Indefensible space: Tel Aviv's 'new' central bus station must be destroyed

It is high time for Tel Aviv Municipality together with the Transportation Ministry to meet its responsibilities to the area’s residents, tackling this complex planning problem head-on.

Tel Aviv bus station 88 248 (photo credit: Courtesy )
Tel Aviv bus station 88 248
(photo credit: Courtesy )
Completely overlooked in the reporting on the need to find a humane solution to the problem of Israel’s illegal migrants is the question of why hundreds of them chose to reside in south Tel Aviv. It certainly wasn’t by chance. They came here because this is the city’s and perhaps the country’s weakest point. Tel Aviv’s “new” Central Bus Station made it so.
Here is a prime example of how a poorly designed largescale building project can have devastating effects on whole neighborhoods and beyond, even to the national level.
Among the largest in the world, this gargantuan bus terminal, a violent intervention in the urban fabric, was designed by architect Ram Karmi (who, incredibly, years later received the Israel Prize for Architecture) with criminal disregard for its neighbors. Its enormous volume is totally unrelated to its surroundings. Bridges to the station hover over its main entrance. Bus ramps leading to boarding platforms almost touch adjacent apartment buildings. Of the gross insensitivity of the terminal’s road engineers there is no need to further elaborate.
Following its opening ceremony, which was attended by prime minister Yitzhak Rabin and mayor of Tel Aviv Shlomo Lahat in August 1993, the entire surrounding area, namely the Neveh Sha’anan neighborhood, soon deteriorated, its population exchanged. Taken over by migrant workers, most of them illegal, drug addicts, prostitutes and the homeless, it quickly became a highcrime area.
The building today is in a terrible state of disrepair.
Inside the terminal, clear orientation, a basic requirement of any major transportation center, is entirely lacking. Its pedestrian circulation system is a labyrinth served by 29 escalators and 13 elevators, which forces masses of passengers through a multi-level shopping mall comprising over 1,000 shops and restaurants.
Sharp turns, blind corners and dead ends, favor the clandestine goals of criminals. Having no perceived zones of territorial influence and a great many entrances, securing the terminal is all but impossible. If ever there was a case of a building’s spatial layout favoring criminal activity, this is it.
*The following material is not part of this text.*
PR #58, opened 2022-03-29
Replace `SendEncodeMetric` with `SendSyncEncodeMetric`

### LINKED ISSUE #57: Sharing dynamically dispatched registry in web framework state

Architects who have studied the structure’s plans to determine if all or part of its huge 230,000 sq.m. bulk can be saved found such alternatives inadvisable. The giant terminal must one day be torn down in its entirety.
Identifying alternative sites capable of accessing city and inter-city bus routes is of course no simple matter.
Only if the structure is torn down can south Tel Aviv be given a new heart, consisting mainly of a well thought-out public open space system sorely lacking in the area today, then extending and completing the existing urban fabric – land use, roads and buildings, sensitively and appropriately healing this terrible wound.
While there are a host of short-term tactics for confronting the area’s urgent crime problem, such as intensifying tenant surveillance, increasing the sense of security felt by the residents, refurbishing existing buildings, new lighting and the like, in the final analysis any attempt at solving the area’s crime problem without destroying this monstrous building, which can accurately be compared to a cancerous growth, is doomed to failure.
It is high time for Tel Aviv Municipality together with the Transportation Ministry to meet its responsibilities to the area’s residents, tackling this complex planning problem head-on.
Important planning and building projects such as this need in the future to go through a newly developed process of approval by expert and impartial architects and urban designers having no financial interests of their own, distanced from politicians and their easily influenced bureaucrats.
The author is an architect and town planner based in Jerusalem.